**What the exercise asks:**
Please print, word for word, every line from the one that contains "- we cannot" through the last line of the records, and nothing else.

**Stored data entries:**
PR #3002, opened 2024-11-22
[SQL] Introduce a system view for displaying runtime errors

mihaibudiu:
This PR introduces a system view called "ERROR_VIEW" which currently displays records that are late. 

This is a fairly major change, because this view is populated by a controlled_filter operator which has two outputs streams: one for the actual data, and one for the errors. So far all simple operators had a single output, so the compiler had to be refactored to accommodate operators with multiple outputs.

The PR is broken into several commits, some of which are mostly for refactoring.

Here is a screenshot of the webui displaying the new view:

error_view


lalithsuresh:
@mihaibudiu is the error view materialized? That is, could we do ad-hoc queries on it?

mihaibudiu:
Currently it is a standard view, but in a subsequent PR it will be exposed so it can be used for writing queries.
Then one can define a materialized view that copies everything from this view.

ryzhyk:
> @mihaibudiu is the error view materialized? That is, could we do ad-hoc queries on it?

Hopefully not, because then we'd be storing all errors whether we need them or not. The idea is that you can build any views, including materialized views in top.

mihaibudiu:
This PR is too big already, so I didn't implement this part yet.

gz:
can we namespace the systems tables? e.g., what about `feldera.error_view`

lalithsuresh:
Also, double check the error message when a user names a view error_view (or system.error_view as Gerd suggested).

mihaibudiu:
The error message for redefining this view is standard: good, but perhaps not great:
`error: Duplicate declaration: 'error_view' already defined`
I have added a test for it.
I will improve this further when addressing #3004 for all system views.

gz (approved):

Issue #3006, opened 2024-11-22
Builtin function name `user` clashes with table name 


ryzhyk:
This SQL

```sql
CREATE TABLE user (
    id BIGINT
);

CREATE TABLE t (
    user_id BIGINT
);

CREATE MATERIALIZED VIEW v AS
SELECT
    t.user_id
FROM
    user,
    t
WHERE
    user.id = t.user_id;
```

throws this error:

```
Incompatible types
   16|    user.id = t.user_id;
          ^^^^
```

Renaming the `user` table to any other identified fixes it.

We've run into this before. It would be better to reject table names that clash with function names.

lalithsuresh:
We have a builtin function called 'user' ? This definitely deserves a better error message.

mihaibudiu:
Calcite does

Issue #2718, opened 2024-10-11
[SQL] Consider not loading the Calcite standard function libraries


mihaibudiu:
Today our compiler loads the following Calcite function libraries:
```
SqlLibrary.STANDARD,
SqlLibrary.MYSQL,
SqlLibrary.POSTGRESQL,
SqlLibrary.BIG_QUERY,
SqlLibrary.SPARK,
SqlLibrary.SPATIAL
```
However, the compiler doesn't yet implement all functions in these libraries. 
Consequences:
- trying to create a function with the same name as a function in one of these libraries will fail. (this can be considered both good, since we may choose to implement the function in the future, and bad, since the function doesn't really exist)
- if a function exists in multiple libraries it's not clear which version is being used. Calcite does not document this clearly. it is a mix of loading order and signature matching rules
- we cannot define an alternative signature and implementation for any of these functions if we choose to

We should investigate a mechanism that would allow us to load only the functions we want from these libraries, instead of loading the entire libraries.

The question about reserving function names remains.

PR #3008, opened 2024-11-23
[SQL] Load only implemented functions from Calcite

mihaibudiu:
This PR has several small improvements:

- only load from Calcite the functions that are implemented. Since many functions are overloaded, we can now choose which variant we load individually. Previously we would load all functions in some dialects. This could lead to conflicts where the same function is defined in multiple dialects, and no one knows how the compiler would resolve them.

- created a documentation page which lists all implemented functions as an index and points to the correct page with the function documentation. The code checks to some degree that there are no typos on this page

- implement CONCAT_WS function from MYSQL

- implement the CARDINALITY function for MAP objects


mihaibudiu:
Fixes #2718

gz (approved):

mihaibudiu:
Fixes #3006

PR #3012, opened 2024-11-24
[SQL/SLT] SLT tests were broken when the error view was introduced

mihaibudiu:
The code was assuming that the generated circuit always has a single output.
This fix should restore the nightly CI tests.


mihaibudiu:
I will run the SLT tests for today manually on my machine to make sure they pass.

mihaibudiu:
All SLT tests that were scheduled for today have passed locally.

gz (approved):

**Your solution:**
- we cannot define an alternative signature and implementation for any of these functions if we choose to

We should investigate a mechanism that would allow us to load only the functions we want from these libraries, instead of loading the entire libraries.

The question about reserving function names remains.

PR #3008, opened 2024-11-23
[SQL] Load only implemented functions from Calcite

mihaibudiu:
This PR has several small improvements:

- only load from Calcite the functions that are implemented. Since many functions are overloaded, we can now choose which variant we load individually. Previously we would load all functions in some dialects. This could lead to conflicts where the same function is defined in multiple dialects, and no one knows how the compiler would resolve them.

- created a documentation page which lists all implemented functions as an index and points to the correct page with the function documentation. The code checks to some degree that there are no typos on this page

- implement CONCAT_WS function from MYSQL

- implement the CARDINALITY function for MAP objects


mihaibudiu:
Fixes #2718

gz (approved):

mihaibudiu:
Fixes #3006

PR #3012, opened 2024-11-24
[SQL/SLT] SLT tests were broken when the error view was introduced

mihaibudiu:
The code was assuming that the generated circuit always has a single output.
This fix should restore the nightly CI tests.


mihaibudiu:
I will run the SLT tests for today manually on my machine to make sure they pass.

mihaibudiu:
All SLT tests that were scheduled for today have passed locally.

gz (approved):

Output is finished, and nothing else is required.